Exactly - it says specifically and emphatically it is not to be used for automobiles. I know there are safety harnesses out there that have been tested and approved for car use only (hence portable and easy for cabs) but I think only really large 2 year-olds would make the weight cut.

Now for a little rant: I have a real problem with parents who play fast and loose with their child's safety. Yes, I know the cost issue is real, but if something happened to their child, what would the cost matter then? I have two acquaintances who I have cooled friendships with because of the way they address safety issues (and what they do is illegal - one lets her child sit in the front of her car, the other has let the child ride on the back of a bike without a helmet). I just have a hard time talking to them knowing how they act.

Okay, probably preaching to the choir here.... Stay safe all!!!


----------



## Eclipsepearl (May 20, 2007)

In your shoes, I'd back off.

Having him ride in just the belt is legal. The fact he is taking a commercial flight means that there is very little chance of anything going wrong. Air travel is safe.

I get more riled up with the CARES harness people who actually recommend on their website that parents check car seats and use their product on board. Hello?!? I'm trying to imagine how many car seats get lost and/or broken in the hold and how many parents get stuck in the airport without their seat, with their darned CARES harnesses which are useless on the ground... Car travel is much, much more dangerous than air travel. Air accidents are rare but lost and broken car seats are super-common!

What you could do is find out if there's a reasonable CARES harness rental available. If she's leaving soon, this is low-season and there should be one out there... (Google Criagslist or Ebay CARES harness to get a list).

I have to admit that I did the same with my youngest once. Why didn't I take the car seat? I was flying an Irish low-cost company which bans _all_ car seats in the cabin. We were going to England where friends had extra car seats of their dd's waiting for us. We then went on to use public transport in the other places we visited.

It was basically a case of go or not-go. I used to live in London and I was very eager to show off my kids and see people I hadn't in years. Yes, I'll admit that it would have been safer to have stayed home. There are no other airlines who fly this route.

What I would do in your place is try to talk her out of using any cabs.
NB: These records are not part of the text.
PR #12142, opened 2020-06-13
Refactor BN_R_NO_INVERSE logic in internal functions

### LINKED ISSUE #12129: About BN_R_NO_INVERSE issue
Hi，
    It seems this function BIGNUM *BN_mod_inverse(BIGNUM *in） missed some logic int following line.
https://github.com/openssl/openssl/blob/ffb6c86663f8d1048b8bac4023c0e41d3ec5891d/crypto/bn/bn_gcd.c#L49
   When int_bn_mod_inverse go into the following logic, https://github.com/openssl/openssl/blob/ffb6c86663f8d1048b8bac4023c0e41d3ec5891d/crypto/bn/bn_gcd.c#L49
 *pnoinv = 0  always execute, if errors happen, this *pnoinv is always 0, even though BN_R_NO_INVERSE error set.
So maybe we should pass pnoinv to 
static BIGNUM *BN_mod_inverse_no_branch(BIGNUM *in, const BIGNUM *a, const BIGNUM *n,BN_CTX *ctx)  
   function and Set pnoinv to 1 at
https://github.com/openssl/openssl/blob/ffb6c86663f8d1048b8bac4023c0e41d3ec5891d/crypto/bn/bn_gcd.c#L507

romen:
Closes #12129

_**NOTE for reviewers**: I strongly suggest reviewing commit by commit, as one of the separate commits is reordering function definitions, which makes it look like a big set of changes even when the changes are quite minimal._

As described in https://github.com/openssl/openssl/issues/12129 the readability of the internal functions providing the two alternative implementations for `BN_mod_inverse()` is a bit lacking.

Both these functions are now completely internal, so we have the flexibility needed to slightly improve readability and remove unnecessary NULL checks.

The main changes here are:
- rename `BN_mod_inverse_no_branch()` as `bn_mod_inverse_no_branch()`: this function is `static` so it is not even visible within the rest of libcrypto. By convention upcase prefixes are reserved for public functions.
- remove `if (pnoinv == NULL)` checks in `int_bn_mod_inverse()`: this function is internal to the BN module and we can guarantee that all callers pass non-NULL arguments.
- `bn_mod_inverse_no_branch()` takes an extra `int *pnoinv` argument, so that it can signal if no inverse exists for the given inputs: in this way the caller is in charge of raising `BN_R_NO_INVERSE` as it is the case for the non-consttime implementation of `int_bn_mod_inverse()`.

I kept the following 3 commits separated as they might require further discussion.

## Create a temporary `BN_CTX` if needed in the public function

> commit 1824fadc9dc2e1bcaf8cc217c445efbf5134d476
> 
>     - `BN_mod_inverse()` is a public function and must guarantee that the
>       internal functions providing the actual implementation receive valid
>       arguments. If the caller passes a NULL `BN_CTX` we create a temporary
>       one for internal use.

## Reorder function definitions to avid forward declarations

> commit f22d828c5c708b5276c756a4f0523479d1bd85a9
> 
>     @ This commit only reorders the existing functions, no other edit is
>     @ included.
>     @
>     - reorder function definitions in `crypto/bn/bn_gcd.c` to avoid forward
>       declaration of `static` functions (in preparation for inlining)

## Inline `bn_mod_inverse_no_branch()`

> commit 7e7cb711b5585827e1722736c85aeffef5fa6b23
> 
>     - inline `bn_mod_inverse_no_branch()`.

### DIFF
--- a/crypto/bn/bn_gcd.c
+++ b/crypto/bn/bn_gcd.c
@@ -17,9 +17,10 @@
  * This is a static function, we ensure all callers in this file pass valid
  * arguments: all passed pointers here are non-NULL.
  */
-static BIGNUM *bn_mod_inverse_no_branch(BIGNUM *in,
-                                        const BIGNUM *a, const BIGNUM *n,
-                                        BN_CTX *ctx, int *pnoinv)
+static ossl_inline
+BIGNUM *bn_mod_inverse_no_branch(BIGNUM *in,
+                                 const BIGNUM *a, const BIGNUM *n,
+                                 BN_CTX *ctx, int *pnoinv)
 {
     BIGNUM *A, *B, *X, *Y, *M, *D, *T, *R = NULL;
     BIGNUM *ret = NULL;
--- a/crypto/bn/bn_gcd.c
+++ b/crypto/bn/bn_gcd.c
@@ -10,31 +10,182 @@
 #include "internal/cryptlib.h"
 #include "bn_local.h"
 
+/*
+ * bn_mod_inverse_no_branch is a special version of BN_mod_inverse. It does
+ * not contain branches that may leak sensitive information.
+ *
+ * This is a static function, we ensure all callers in this file pass valid
+ * arguments: all passed pointers here are non-NULL.
+ */
 static BIGNUM *bn_mod_inverse_no_branch(BIGNUM *in,
                                         const BIGNUM *a, const BIGNUM *n,
-                                        BN_CTX *ctx, int *pnoinv);
-
-/* solves ax == 1 (mod n) */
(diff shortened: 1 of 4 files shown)


romen:
## Backport to 1.1.1

Most of the changes here should apply trivially also to 1.1.1, but I expect some required changes related to the internal header and to the error function codes.

I will open a separate PR once this is approved dedicated to 1.1.1 and will update this comment.

romen:
Merged to `master` as 5d8b3a3ef2941b8822523742a0408ca6896aa65d

Thanks!

romen:
See #12169 for a dedicated backport PR.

N.Y. law states that children under age 7 do not need to be restrained in a cab. They drive crazy! Talk her into using public transport...


----------



## an_aurora (Jun 2, 2006)

Legal, yes. Recommended, no.

I prefer to fly with car seats, as is recommended by the NTSB. My DD1 has flown without a carseat once, and that was after a snaffu with a FA who was wrong but had the authority to kick me off the plane. It was awful, as she was tired and wanted to sleep but couldn't get comfortable in the lap belt and we were both miserable, with DD2 sleeping like an angel in her car seat. I will freely admit that comfort & peace of mind play into my decision to haul around car seats as much as the safety aspect does







So much easier to fly with a restrained child, especially when they are at that stage where they want to be down and crawling/walking and don't understand why you're trying to hold her on your lap!


----------



## Pumpkin_Pie (Oct 10, 2006)

Oh, I am definitely not going to make a big deal out of it with her. She is generally very safe with her DS. She does not drive, and she still kept him RF'ing until nearly 2 (he is a very big kiddo) even though she only had him in a car maybe once every week or two. She is extremely low income, so can't afford a new seat to help him to RF longer, but she makes sure that he is always buckled in properly (seat installed correctly every time, jackets off, straps not twisted, etc) in other people's cars.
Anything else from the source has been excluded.